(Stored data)
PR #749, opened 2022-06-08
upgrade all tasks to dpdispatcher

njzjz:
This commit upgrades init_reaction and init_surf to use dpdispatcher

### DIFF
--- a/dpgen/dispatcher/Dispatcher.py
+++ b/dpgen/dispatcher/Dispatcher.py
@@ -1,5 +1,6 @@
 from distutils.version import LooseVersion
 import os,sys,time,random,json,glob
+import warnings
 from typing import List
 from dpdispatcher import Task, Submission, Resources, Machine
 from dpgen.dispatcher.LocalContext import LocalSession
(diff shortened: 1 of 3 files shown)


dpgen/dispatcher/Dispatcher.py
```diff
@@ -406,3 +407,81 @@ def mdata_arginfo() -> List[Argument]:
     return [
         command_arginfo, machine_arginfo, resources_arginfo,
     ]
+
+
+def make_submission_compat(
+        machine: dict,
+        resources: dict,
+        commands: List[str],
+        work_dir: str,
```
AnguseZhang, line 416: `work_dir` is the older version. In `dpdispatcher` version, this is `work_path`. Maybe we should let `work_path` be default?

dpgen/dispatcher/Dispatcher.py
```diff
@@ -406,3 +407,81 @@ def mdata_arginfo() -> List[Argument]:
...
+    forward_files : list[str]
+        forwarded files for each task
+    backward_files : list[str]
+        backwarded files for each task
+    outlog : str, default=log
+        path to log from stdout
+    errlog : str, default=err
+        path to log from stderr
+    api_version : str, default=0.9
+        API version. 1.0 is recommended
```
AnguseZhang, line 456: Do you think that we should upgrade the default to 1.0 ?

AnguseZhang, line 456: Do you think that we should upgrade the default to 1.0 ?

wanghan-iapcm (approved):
==
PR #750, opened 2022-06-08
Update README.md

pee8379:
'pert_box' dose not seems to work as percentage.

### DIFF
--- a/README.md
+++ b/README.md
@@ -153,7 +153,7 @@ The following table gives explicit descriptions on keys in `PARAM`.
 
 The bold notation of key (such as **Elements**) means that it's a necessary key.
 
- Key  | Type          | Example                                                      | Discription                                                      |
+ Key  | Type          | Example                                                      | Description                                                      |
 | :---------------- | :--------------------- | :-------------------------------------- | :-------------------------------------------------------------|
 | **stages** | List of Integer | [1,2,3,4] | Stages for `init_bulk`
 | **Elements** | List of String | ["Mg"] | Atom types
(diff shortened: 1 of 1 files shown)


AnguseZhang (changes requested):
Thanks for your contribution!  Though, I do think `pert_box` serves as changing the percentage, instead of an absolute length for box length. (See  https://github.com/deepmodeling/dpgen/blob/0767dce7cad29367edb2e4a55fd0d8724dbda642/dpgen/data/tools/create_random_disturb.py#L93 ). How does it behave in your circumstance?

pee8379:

• [Required work] All that belongs in the answer is the run of lines above from the line containing "PR #749, opened 2022-06-08" through the line containing "(diff shortened: 1 of 3 files shown)", exactly as written.

• [Solution for this problem]
PR #749, opened 2022-06-08
upgrade all tasks to dpdispatcher

njzjz:
This commit upgrades init_reaction and init_surf to use dpdispatcher

### DIFF
--- a/dpgen/dispatcher/Dispatcher.py
+++ b/dpgen/dispatcher/Dispatcher.py
@@ -1,5 +1,6 @@
 from distutils.version import LooseVersion
 import os,sys,time,random,json,glob
+import warnings
 from typing import List
 from dpdispatcher import Task, Submission, Resources, Machine
 from dpgen.dispatcher.LocalContext import LocalSession
(diff shortened: 1 of 3 files shown)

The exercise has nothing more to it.